Coğrafya bilim insanı olarak hatırlatalım istedik; Türkiye yaklaşık 780.000 km2 yüzölçümüne sahiptir. Bunun ancak 250.000 km2si yani üçte biri tarıma elverişlidir. Bu alanın da yarısından fazlası eğim, iklim şartları vb nedenlerle sulamalı, makineli modern tarıma uygun değildir. Türkiye toplam yüzölçümünün üçte ikisi yani geri kalan arazimiz dağlık, engebelik, ormanlık vd tarım dışı arazilerden oluşmaktadır.

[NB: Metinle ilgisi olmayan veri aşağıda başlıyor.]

PR #411, opened 2023-12-21
Split SubnetActor

dnkolegov:
This PR :

- Splits Subnet Actor manager
- Fixes Pausable contract


src/interfaces/ISubnetActor.sol
```diff
@@ -49,3 +48,53 @@ interface ISubnetActor {
     /// The reword includes the fixed reward for a relayer defined in the contract and `amount` of fees from the cross-messages.
     function distributeRewardToRelayers(uint256 height, uint256 amount, QuorumObjKind kind) external payable;
 }
+
+interface ISubnetActorXX {
```
raulk, line 52: This seems duplicated, @dnkolegov? Is this a merge snafu?

src/subnet/SubnetActorCheckpointingFacet.sol
```diff
@@ -0,0 +1,156 @@
...
+import {Validator, ValidatorSet} from "../structs/Subnet.sol";
+import {MultisignatureChecker} from "../lib/LibMultisignatureChecker.sol";
+import {ReentrancyGuard} from "../lib/LibReentrancyGuard.sol";
+import {SubnetActorModifiers} from "../lib/LibSubnetActorStorage.sol";
+import {LibValidatorSet, LibStaking} from "../lib/LibStaking.sol";
+import {EnumerableSet} from "openzeppelin-contracts/utils/structs/EnumerableSet.sol";
+import {LibSubnetActor} from "../lib/LibSubnetActor.sol";
+import {Pausable} from "../lib/LibPausable.sol";
+
+contract SubnetActorCheckpointingFacet is SubnetActorModifiers, ReentrancyGuard, Pausable {
```
raulk, line 16: Should we just drop the `SubnetActor` prefix from the contract name, since the scope is already implied by the import path? I find it too verbose.

src/subnet/SubnetActorPauseFacet.sol
```diff
@@ -0,0 +1,24 @@
...
+        _pause();
+    }
+
+    /// @notice Unpauses all contract functions with the `whenNotPaused` modifier.
+    function unpause() external {
+        LibDiamond.enforceIsContractOwner();
+        _unpause();
+    }
+
+    /// @notice Unpauses all contract functions with the `whenNotPaused` modifier.
```
raulk, line 20: Copy-pasta.

src/subnet/SubnetActorRewardFacet.sol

Diyoruz ki; mevcut şehirlerimizin çok büyük kısmı tarım arazilerinin merkezlerine kurulduklarına göre bunların yatay yönde büyümesi demek en verimli tarım arazilerimizin şehirler tarafından işgal edilmesi demektir. Karadeniz, Akdeniz ve Ege sahilleri boyunca uzanan şehirlerin yatay yönde nereye doğru gelişeceğini sormuyorum bile. Bu yüzden 10-15 katlı binalar olmasın ama 4-5 kat da olsa şehirlerimiz daha dar alanda ve dikey olarak gelişmelidir.
Burada şunu hemen belirtelim ki; yatay yapılaşma olmamalı, insanlar tek tatlı bahçeli evlerde oturmamalı diye bir derdimiz yok. Keşke şehirlerimiz merkezi iş alanları dışında Batı ülkelerinde olduğu gibi bahçeli evlerden meydana gelse. Bizim derdimiz; 'topraklarımız kıt ve bu kıt arazilerimizi yatay yönde büyüyen şehirlere kurban etmeyelim. O kadar bol toprağımız yok'.
Bu konu başka nasıl anlatılabilir? Yöneticilerimize danışmanlık yapanların hiç mi Coğrafya bilgisi yok? Hiç mi Türkiye Coğrafyasını tanımıyorlar? Yoksa Amerikalarda tahsil gördüler de Türkiye'yi de ABD gibi 10 milyon km2 alana sahip, milyonlarca km2 düz toprakları olan bir yer mi zannediyorlar?